- The angular position of a pixel
As explained in the article you linked, you can compute the pixel angle by knowing the camera intrinsic parameters. Firstly let's do a bit of theory: the intrinsics matrix is used to compute the projection of a world point in the image plane of the camera. The OpenCV documentation explains it very well, it is expressed like this:
( x ) ( fx 0 cx ) ( X )
s * ( y ) = ( 0 fy cy ) * ( Y )
( 1 ) ( 0 0 1 ) ( Z )
where fx,fy
is your focals, cx,cy
is the optical centre, x,y
is the position of the pixel in your image and X,Y,Z
is your world point in meters or millimetres or whatever.

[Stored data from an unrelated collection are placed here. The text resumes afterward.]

PR #494, opened 2026-01-22
fix: rewards v2.2 audit fixes

serichoi65:
## Description

Please include a summary of the change and which issue is fixed. Please also include relevant motivation and context. List any dependencies that are required for this change.

Fixes # (issue)

## Type of change

## How Has This Been Tested?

Now by inverting the matrix you can instead compute the world vector from the pixel position. World vector and not world point because the distance d
between the camera and the real object is unknown.
( X ) ( x )
d * ( Y ) = A^-1 * ( y )
( Z ) ( 1 )
And then you can simply compute the angle between the optical axis and this world vector to get your phi
angle, for example with the formula detailed in this answer using the y-axis of the camera as normal. In pseudo-code:
intrinsic_inv = invert(intrinsic)
world_vector = multiply(intrinsic_inv, (x, y, 1))
optical axis = (0, 0, 1)
normal = (0, 1, 0)
dot = dot_product(world_vector, optical_axis)
det = dot_product(normal, cross_product(world_vector, optical_axis))
phi = atan2(det, dot)
- The camera angles
You can express the rotation of the camera by three angles: the tilt, the pan, and the roll angles. Take a look at this image I quickly googled if you want to visualize what they correspond to.
The tilt angle is the one named theta
in your article, you already know it. The pan angle doesn't have an impact on the GSD, at least if we suppose that the ground is perfectly flat. If the pan angle was what you were referring to with the second rotation axis, then you'll have nothing to do.
However, if you have a non-zero roll angle this will become tricky. If you are in that case I would recommend a paradigm change to avoid dealing with angles. You can instead express the camera position using an affine transformation (rotation matrix and translation vector). This will allow you to transform the problem into a general analytical geometry problem, and then estimate the depths and scales by doing the intersection of the world vector with the ground plane. It would change the previous pseudo-code to give something like:
intrinsic_inv = invert(intrinsic)
world_vector = multiply(intrinsic_inv, (x, y, 1))
world_vector = multiply(rotation, world_vector) + translation
world_point = intersection(world_vector, ground_plane)
And then the scale can be computed by doing the differences between adjacent pixel world points.